Work to complete:
Please reproduce exactly the line that carries "[ONE/Prometheus] Use full" and all remaining lines through the last line of the data, and write nothing else.

Collected data
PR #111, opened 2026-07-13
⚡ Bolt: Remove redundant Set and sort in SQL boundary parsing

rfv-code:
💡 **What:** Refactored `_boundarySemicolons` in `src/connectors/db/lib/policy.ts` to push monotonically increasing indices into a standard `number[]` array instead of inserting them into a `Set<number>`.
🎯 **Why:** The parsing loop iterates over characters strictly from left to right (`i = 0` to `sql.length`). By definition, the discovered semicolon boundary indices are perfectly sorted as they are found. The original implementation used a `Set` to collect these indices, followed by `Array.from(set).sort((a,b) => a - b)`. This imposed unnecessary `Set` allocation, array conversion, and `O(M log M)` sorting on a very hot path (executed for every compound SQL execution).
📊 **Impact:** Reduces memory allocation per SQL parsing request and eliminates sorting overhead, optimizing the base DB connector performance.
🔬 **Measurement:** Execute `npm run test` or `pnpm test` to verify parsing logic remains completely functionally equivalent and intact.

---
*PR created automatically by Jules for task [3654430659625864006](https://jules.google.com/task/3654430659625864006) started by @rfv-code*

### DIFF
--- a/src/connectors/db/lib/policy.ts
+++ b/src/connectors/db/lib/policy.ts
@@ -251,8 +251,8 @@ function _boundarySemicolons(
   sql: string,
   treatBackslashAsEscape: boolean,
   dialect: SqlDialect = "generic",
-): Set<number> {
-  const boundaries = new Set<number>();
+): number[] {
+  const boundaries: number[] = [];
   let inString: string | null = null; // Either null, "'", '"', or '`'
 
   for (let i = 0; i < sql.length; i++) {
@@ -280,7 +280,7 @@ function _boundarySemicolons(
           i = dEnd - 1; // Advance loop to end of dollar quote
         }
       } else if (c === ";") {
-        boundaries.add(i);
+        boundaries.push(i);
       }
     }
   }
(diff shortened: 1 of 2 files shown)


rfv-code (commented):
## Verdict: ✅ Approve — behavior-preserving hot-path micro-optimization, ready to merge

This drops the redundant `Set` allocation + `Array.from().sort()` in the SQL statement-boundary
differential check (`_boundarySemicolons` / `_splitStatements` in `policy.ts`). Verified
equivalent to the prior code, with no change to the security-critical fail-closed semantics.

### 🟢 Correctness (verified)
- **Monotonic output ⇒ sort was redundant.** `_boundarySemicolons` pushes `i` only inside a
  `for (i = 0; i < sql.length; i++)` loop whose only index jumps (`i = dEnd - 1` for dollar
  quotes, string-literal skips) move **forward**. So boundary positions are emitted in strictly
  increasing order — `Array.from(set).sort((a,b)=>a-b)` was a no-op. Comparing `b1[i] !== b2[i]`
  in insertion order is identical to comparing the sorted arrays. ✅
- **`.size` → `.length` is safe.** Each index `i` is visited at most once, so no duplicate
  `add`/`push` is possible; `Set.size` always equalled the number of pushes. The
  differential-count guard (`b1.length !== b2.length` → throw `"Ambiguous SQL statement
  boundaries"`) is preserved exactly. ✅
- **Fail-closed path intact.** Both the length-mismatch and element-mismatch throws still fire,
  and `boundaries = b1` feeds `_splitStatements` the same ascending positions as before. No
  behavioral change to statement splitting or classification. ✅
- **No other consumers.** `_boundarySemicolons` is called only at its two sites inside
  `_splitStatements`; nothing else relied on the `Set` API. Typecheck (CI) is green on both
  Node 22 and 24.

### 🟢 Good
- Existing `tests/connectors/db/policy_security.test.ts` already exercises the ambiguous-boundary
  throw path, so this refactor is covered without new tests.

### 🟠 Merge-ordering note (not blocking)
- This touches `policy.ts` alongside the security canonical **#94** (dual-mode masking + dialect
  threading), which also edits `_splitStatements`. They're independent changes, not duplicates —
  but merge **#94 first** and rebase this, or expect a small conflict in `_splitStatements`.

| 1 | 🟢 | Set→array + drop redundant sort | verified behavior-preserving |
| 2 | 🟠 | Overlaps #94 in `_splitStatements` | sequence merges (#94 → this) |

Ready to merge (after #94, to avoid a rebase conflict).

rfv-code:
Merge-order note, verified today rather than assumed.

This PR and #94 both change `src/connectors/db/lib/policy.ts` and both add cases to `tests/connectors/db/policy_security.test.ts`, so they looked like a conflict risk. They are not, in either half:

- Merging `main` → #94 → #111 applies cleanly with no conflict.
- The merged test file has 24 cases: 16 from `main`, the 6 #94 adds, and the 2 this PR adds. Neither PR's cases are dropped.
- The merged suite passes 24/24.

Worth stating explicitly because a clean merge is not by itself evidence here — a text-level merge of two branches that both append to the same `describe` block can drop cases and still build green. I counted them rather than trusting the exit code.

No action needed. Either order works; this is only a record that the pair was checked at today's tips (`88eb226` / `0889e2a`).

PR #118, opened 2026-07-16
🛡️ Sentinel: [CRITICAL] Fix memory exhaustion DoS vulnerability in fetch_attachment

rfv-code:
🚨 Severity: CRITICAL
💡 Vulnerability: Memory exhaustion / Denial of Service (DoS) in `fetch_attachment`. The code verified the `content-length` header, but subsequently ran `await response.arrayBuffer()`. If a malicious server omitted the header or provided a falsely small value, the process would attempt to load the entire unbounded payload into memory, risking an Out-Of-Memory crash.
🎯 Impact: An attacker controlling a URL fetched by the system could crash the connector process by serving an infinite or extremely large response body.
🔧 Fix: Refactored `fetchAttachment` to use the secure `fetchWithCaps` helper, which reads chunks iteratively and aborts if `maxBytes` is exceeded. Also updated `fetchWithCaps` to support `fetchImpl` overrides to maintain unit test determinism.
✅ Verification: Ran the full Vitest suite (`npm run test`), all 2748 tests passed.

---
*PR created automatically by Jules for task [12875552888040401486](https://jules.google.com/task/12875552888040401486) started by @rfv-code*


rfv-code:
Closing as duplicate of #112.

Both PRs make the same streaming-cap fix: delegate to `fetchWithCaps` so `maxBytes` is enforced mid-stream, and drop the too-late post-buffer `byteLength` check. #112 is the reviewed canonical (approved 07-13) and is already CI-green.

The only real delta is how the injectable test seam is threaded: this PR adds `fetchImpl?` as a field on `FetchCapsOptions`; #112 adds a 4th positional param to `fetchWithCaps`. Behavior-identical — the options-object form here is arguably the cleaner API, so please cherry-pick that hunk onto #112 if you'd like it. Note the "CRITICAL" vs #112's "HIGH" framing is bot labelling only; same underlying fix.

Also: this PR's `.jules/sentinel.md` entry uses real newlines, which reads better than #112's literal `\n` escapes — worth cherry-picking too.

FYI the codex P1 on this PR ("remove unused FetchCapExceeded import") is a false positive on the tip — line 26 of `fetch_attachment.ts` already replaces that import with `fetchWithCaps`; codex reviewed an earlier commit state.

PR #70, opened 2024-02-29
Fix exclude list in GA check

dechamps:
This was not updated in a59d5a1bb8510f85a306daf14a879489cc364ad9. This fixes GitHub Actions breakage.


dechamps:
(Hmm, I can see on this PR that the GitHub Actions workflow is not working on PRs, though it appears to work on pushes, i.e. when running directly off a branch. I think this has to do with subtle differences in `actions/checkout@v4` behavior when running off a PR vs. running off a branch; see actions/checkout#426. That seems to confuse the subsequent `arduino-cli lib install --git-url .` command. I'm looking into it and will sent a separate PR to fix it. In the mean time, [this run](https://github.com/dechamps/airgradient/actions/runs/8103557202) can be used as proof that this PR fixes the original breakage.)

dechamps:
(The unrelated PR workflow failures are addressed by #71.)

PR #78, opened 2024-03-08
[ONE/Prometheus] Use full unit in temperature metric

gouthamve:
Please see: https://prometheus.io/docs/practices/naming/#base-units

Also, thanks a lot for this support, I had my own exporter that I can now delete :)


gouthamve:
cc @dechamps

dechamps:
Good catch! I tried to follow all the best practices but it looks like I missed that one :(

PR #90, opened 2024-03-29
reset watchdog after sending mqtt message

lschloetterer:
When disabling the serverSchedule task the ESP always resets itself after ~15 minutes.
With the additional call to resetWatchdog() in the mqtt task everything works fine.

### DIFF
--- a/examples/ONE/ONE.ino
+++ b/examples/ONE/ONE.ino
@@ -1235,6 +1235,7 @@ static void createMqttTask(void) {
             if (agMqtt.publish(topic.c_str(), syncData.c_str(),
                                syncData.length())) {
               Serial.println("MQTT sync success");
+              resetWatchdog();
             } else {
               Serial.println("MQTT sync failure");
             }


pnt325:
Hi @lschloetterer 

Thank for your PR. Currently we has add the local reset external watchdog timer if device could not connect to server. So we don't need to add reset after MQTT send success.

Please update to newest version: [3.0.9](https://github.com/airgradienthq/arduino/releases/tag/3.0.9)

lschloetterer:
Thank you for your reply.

Finished exercise:
[ONE/Prometheus] Use full unit in temperature metric

gouthamve:
Please see: https://prometheus.io/docs/practices/naming/#base-units

Also, thanks a lot for this support, I had my own exporter that I can now delete :)


gouthamve:
cc @dechamps

dechamps:
Good catch! I tried to follow all the best practices but it looks like I missed that one :(

PR #90, opened 2024-03-29
reset watchdog after sending mqtt message

lschloetterer:
When disabling the serverSchedule task the ESP always resets itself after ~15 minutes.
With the additional call to resetWatchdog() in the mqtt task everything works fine.

### DIFF
--- a/examples/ONE/ONE.ino
+++ b/examples/ONE/ONE.ino
@@ -1235,6 +1235,7 @@ static void createMqttTask(void) {
             if (agMqtt.publish(topic.c_str(), syncData.c_str(),
                                syncData.length())) {
               Serial.println("MQTT sync success");
+              resetWatchdog();
             } else {
               Serial.println("MQTT sync failure");
             }


pnt325:
Hi @lschloetterer 

Thank for your PR. Currently we has add the local reset external watchdog timer if device could not connect to server. So we don't need to add reset after MQTT send success.

Please update to newest version: [3.0.9](https://github.com/airgradienthq/arduino/releases/tag/3.0.9)

lschloetterer:
Thank you for your reply.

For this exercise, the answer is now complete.